----- MATERIAL FOR THE TASK
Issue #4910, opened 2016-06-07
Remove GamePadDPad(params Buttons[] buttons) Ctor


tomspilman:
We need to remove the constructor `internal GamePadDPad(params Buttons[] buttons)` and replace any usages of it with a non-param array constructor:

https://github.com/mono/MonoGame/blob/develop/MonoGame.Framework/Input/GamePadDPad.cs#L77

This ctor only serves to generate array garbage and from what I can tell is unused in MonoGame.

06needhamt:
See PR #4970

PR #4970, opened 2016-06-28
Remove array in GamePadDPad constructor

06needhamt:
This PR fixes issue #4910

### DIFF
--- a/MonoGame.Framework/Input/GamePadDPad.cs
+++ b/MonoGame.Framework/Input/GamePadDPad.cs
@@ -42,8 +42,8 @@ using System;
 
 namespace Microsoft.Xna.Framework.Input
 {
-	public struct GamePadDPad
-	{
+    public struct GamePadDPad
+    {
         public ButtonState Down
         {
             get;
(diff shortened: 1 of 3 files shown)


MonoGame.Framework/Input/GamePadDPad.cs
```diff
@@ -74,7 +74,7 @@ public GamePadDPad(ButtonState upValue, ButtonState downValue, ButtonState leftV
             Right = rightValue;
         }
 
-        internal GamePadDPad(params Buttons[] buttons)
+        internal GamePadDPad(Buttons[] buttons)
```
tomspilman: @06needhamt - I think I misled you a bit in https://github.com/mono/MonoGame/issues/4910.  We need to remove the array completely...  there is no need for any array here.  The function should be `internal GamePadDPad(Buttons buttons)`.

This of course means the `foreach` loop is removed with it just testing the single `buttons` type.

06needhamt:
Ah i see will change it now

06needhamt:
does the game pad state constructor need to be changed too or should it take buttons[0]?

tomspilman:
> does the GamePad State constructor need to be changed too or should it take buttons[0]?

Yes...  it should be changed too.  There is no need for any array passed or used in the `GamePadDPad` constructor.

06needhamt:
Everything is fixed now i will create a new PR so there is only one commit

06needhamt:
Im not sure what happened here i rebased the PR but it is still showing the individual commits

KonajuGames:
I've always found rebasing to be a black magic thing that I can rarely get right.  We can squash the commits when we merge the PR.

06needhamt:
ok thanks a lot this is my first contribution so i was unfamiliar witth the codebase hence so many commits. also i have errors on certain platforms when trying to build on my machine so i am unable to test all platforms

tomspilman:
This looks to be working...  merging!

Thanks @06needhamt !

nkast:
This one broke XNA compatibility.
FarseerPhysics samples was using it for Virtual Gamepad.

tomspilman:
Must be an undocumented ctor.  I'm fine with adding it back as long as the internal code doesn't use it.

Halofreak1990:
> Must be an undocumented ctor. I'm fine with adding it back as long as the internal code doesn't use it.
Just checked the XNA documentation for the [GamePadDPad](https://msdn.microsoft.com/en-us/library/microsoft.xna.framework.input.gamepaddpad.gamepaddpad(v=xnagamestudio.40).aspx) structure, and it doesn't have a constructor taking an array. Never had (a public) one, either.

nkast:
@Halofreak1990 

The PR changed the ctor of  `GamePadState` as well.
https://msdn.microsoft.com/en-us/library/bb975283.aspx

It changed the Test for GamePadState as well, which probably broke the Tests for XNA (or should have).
----------
----- MATERIAL FOR THE TASK
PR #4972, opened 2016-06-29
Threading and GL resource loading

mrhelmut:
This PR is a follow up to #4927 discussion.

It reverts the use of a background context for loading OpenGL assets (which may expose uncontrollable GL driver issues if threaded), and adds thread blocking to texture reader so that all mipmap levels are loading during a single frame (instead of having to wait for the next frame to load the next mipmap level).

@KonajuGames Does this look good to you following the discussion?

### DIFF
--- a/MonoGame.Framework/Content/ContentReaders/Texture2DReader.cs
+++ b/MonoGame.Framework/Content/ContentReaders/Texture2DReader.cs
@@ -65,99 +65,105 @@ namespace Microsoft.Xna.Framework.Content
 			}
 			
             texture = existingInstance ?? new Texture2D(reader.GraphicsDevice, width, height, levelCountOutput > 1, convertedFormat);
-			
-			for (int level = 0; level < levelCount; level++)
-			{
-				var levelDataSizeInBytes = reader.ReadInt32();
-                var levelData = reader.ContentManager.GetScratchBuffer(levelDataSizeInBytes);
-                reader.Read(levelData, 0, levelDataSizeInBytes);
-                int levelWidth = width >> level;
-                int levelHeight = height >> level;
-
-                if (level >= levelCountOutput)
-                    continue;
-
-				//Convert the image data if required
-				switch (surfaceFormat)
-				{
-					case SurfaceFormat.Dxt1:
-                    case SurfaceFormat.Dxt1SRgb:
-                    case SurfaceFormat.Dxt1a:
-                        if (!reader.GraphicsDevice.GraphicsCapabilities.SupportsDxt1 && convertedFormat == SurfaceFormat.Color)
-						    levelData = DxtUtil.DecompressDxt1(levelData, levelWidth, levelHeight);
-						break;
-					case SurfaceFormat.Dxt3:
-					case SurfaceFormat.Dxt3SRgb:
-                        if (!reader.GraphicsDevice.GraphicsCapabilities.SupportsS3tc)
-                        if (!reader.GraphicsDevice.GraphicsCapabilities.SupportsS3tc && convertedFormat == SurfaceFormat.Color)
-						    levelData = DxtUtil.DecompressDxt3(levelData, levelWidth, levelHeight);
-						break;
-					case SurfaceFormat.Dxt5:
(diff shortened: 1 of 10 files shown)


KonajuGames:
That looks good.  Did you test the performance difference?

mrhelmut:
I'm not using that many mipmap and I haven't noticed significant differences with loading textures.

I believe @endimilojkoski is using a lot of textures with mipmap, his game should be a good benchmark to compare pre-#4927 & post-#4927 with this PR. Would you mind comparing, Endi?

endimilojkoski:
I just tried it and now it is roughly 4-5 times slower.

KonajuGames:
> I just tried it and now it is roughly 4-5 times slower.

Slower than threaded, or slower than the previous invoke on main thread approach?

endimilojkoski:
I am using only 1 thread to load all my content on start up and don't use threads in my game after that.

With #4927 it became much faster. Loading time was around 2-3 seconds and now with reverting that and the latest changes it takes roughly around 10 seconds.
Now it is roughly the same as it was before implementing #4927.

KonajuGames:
----------
- WHAT THE TASK ASKS -
Starting from the records above, filter out all lines except those containing the word "public".

- THE COMPLETED TASK -
-	public struct GamePadDPad
+    public struct GamePadDPad
         public ButtonState Down
@@ -74,7 +74,7 @@ public GamePadDPad(ButtonState upValue, ButtonState downValue, ButtonState leftV
Just checked the XNA documentation for the [GamePadDPad](https://msdn.microsoft.com/en-us/library/microsoft.xna.framework.input.gamepaddpad.gamepaddpad(v=xnagamestudio.40).aspx) structure, and it doesn't have a constructor taking an array. Never had (a public) one, either.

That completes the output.